🍁❇ chapitre 2- Exil ❇
Je montais dans ma chambre, pris mon sac de toile et commençais à le remplir : une lampe à l'huile, des allumettes, une robe d'été solide, un pantalon (celui que je prenais lors de mes entraînements avec Paul), un peigne, une gourde et quelques sous-vêtements, ainsi que quelques deux ou trois autres affaires pratiques qui me seront sûrement utiles. Je pris également mon livre où j'avais noté tous les remèdes que j'avais découvert grâce à la flore présente sur Maïtora, et récupérais le maximum de plantes et préparations médicinales élaborées en prévisions.

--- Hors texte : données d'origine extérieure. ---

PR #24805, opened 2023-05-17
NEW : TakePOS - differenciate invoice discount and line discount

altairis-tof:
it is better for users to have two different labels for invoice and lines discount

### DIFF
--- a/htdocs/takepos/index.php
+++ b/htdocs/takepos/index.php
@@ -202,7 +202,7 @@ function ClearSearch() {
 	$("#search").val('');
 	$("#qty").html("<?php echo $langs->trans("Qty"); ?>").removeClass('clicked');
 	$("#price").html("<?php echo $langs->trans("Price"); ?>").removeClass('clicked');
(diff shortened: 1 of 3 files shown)


htdocs/takepos/index.php
```diff
@@ -202,7 +202,7 @@ function ClearSearch() {
 	$("#search").val('');
 	$("#qty").html("<?php echo $langs->trans("Qty"); ?>").removeClass('clicked');
 	$("#price").html("<?php echo $langs->trans("Price"); ?>").removeClass('clicked');
-	$("#reduction").html("<?php echo $langs->trans("ReductionShort"); ?>").removeClass('clicked');
+	$("#reduction").html("<?php echo $langs->trans("LineDiscount"); ?>").removeClass('clicked');
```
eldy, line 205: We have 2 keys for discount label
Reduction
ReductionShort
The ReductionShort is used for the case we have very few spaces. For example in english, it is translated with "Disc."
For responsive reability, we must keep the use of a key and a keyShort when we know space is very low (in title of tab columns for example)

altairis-tof: ok i have put the short translations; ok for me.

PR #24828, opened 2023-05-19
NEW : TakePOS - force to choose a customer on new sale

altairis-tof:


htdocs/takepos/invoice.php
```diff
@@ -1143,6 +1143,8 @@ function SetNote() {
 	$s = $langs->trans("Customer");
 	if ($invoice->id > 0 && ($invoice->socid != getDolGlobalString($constforcompanyid))) {
 		$s = $soc->name;
+	} else {
+		print '$("#idcustomer").val("");';
```
eldy, line 1147: In most use cases for POS, the customer is a generic customer so a customer not modified, for such use case, removing selectedx customer seems to add a new step to select the customer if we reset it ?

altairis-tof: ok with you , i introduce now a new constant TAKEPOS_FORCE_CUSTOMER_SELECT

goldenwt:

Parce que contrairement à ce que j'avais laissé entendre, je ne comptais pas me laisser mourir, pas encore. Je laissais mes autres affaires, je n'en aurais probablement pas l'utilité sur les routes.
En sortant, j'attrapais ma sacoche pour les herbes ainsi que ma dague et ma petite serpe. J'entrais à la cuisine, emportais un reste de miche qui traînait, ainsi que du jambon et du fromage pour quatre jours environ. Au-delà, il me faudra improviser. Je rempli ma gourde et me dirigeais vers la penderie. J'y décrochais mon vieux manteau d'hiver, plus un châle, ainsi qu'une couverture que je ficelais afin de la transporter plus aisément. Enfin, je sortis.
Je savais que mes maigres provisions étaient tout ce que je pourrais emmener avec moi, je ne devais en aucun cas me surcharger, si je voulais échapper aux sbires du Baron. Car je me doutais qu'ils partiraient à mes trousses pour me faire taire définitivement.
Les villageois étaient maintenant en grandes conversations, par petits groupes, toujours attroupés devant la maison. Ma mère semblait toujours aussi bouleversée, je n'aurais jamais cru qu'elle puisse faire preuve d'autant de compassion à mon égard, à moins que cet état ne soit seulement le contre coup de la terreur que lui avait inspiré le Baron lorsqu'il l'avait exhorté à partir.
Liliane claudiqua jusqu'à moi et me serra dans ses bras. Je sentais que je ne la reverrai plus ; plus qu'un au revoir, c'était un adieu. Aussi, je me mis doucement à pleurer, je sentais s'évacuer toute la rancœur accumulée depuis que le Baron avait débarqué dans notre village. J'avais l'impression que des jours s'étaient écoulés en quelques instants. Et je réalisais que ma vie venait de prendre un tournant définitif.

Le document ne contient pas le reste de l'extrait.